Your instructions -
Scan the records below and report how many lines contain the word "CMakeLists", giving the number by itself.

Extracted records -

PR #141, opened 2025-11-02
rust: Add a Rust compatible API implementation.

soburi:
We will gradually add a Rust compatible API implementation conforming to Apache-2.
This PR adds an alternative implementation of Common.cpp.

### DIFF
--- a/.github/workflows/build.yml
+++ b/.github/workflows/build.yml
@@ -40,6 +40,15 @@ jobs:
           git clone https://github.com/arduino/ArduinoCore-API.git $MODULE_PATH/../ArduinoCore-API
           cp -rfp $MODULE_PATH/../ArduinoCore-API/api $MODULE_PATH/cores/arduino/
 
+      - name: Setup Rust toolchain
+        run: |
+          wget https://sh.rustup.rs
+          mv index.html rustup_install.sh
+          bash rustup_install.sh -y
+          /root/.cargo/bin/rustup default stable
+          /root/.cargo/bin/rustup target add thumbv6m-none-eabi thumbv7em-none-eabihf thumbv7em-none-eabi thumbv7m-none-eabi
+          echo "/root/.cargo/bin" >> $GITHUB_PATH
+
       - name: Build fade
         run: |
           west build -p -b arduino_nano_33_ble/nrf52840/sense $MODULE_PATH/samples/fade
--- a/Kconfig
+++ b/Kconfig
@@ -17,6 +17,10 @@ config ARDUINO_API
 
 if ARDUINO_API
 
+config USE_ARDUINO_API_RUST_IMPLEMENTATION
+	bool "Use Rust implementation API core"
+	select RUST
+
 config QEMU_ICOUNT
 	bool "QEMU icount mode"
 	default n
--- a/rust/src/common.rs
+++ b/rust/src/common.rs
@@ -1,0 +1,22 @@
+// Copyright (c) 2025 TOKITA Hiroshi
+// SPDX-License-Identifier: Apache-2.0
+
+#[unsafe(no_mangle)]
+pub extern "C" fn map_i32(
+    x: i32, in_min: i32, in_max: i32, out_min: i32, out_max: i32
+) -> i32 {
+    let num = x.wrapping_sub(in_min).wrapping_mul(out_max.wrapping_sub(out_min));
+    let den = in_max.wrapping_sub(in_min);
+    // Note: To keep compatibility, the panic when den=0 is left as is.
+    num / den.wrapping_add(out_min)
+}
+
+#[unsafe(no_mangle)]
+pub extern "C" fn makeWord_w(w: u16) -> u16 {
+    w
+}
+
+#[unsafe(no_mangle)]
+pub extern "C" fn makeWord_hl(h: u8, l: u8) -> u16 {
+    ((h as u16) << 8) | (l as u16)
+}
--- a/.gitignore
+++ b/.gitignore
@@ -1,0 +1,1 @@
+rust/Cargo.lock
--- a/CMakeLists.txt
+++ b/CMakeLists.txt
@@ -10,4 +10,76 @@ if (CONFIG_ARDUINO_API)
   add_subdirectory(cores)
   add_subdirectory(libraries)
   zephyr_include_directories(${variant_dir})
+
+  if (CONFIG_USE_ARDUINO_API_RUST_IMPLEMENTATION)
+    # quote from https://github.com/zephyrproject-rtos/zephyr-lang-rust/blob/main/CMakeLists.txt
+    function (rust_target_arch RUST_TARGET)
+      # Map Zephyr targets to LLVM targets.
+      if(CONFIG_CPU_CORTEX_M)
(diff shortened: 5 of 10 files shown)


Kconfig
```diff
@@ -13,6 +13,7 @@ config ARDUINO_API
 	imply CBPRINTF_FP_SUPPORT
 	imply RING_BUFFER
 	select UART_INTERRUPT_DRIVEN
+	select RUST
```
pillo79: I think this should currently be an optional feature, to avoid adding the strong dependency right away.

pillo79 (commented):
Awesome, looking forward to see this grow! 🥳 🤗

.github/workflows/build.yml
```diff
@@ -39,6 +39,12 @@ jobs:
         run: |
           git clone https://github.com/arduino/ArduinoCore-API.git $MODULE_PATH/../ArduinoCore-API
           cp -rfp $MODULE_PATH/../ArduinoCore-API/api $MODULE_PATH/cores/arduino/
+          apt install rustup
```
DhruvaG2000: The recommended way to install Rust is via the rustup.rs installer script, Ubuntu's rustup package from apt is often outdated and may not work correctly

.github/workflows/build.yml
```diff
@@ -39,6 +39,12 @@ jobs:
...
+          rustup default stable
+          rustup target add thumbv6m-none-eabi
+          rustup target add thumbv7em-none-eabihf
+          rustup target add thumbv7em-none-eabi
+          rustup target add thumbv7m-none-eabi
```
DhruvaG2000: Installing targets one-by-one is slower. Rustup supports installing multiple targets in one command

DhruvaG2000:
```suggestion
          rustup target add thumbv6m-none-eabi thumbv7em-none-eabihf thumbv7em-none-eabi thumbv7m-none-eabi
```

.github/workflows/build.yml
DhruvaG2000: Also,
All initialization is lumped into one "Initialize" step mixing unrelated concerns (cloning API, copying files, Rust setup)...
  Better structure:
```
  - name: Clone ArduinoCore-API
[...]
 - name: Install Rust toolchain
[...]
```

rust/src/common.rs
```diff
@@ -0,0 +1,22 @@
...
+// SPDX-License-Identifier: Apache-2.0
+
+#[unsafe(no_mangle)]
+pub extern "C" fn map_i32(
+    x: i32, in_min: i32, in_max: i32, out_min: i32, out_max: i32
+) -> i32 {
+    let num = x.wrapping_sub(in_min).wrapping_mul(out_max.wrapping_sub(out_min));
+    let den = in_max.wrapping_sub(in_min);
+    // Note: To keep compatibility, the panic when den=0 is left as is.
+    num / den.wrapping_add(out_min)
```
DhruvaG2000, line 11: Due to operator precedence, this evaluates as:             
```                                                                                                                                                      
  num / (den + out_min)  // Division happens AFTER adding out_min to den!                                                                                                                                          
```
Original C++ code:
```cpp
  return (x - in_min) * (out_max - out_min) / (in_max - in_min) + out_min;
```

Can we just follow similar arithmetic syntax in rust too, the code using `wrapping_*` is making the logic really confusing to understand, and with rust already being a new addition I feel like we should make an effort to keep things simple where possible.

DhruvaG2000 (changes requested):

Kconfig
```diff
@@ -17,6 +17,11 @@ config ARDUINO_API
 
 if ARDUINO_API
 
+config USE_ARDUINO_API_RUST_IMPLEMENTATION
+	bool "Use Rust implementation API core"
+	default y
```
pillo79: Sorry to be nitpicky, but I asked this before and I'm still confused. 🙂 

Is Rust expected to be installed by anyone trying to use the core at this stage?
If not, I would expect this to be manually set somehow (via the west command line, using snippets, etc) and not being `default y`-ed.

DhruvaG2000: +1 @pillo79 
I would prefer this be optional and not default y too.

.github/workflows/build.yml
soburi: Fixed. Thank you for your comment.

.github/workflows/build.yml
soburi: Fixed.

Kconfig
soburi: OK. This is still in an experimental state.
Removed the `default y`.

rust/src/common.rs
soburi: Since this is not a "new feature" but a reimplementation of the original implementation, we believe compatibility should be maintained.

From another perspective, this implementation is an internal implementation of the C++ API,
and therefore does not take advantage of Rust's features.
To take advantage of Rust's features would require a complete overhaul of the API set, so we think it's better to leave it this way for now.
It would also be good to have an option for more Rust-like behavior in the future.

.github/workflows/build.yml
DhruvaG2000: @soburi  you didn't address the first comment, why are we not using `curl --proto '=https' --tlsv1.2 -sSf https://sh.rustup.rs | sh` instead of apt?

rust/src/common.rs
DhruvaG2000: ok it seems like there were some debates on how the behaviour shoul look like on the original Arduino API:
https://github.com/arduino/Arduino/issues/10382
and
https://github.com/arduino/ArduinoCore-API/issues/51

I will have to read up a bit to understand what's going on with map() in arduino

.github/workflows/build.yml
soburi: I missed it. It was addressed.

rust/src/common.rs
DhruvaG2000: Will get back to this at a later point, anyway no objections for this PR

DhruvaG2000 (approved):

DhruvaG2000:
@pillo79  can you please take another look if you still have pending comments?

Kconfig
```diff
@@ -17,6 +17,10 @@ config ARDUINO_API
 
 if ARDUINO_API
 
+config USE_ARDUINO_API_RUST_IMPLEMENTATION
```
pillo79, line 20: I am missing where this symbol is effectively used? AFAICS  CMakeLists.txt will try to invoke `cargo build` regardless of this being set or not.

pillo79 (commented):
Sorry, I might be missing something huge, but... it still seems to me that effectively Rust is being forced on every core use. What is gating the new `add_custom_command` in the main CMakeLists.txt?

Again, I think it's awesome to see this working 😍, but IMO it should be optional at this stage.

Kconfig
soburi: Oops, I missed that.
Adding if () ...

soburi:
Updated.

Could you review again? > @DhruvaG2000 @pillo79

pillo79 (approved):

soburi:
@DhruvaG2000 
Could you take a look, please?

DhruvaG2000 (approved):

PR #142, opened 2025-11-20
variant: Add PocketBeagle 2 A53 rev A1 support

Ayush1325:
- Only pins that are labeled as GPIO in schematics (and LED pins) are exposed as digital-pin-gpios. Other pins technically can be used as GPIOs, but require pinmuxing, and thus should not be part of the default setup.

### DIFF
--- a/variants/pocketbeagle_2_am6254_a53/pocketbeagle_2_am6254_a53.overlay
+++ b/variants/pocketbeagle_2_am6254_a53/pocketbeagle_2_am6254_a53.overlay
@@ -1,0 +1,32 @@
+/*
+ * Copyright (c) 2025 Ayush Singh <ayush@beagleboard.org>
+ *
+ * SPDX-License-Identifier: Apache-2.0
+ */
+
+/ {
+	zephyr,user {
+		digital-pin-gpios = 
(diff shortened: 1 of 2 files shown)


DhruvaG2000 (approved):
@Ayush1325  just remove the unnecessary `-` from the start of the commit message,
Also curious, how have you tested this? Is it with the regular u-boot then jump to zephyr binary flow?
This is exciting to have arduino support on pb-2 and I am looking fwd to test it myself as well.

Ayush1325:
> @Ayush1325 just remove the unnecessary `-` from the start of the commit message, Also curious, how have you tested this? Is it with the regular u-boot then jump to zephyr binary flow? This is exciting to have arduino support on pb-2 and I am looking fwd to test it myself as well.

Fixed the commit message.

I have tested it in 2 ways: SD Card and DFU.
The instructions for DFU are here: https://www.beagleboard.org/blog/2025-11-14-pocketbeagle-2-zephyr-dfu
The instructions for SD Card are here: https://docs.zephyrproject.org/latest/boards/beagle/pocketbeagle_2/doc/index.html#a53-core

Exercise solution -
5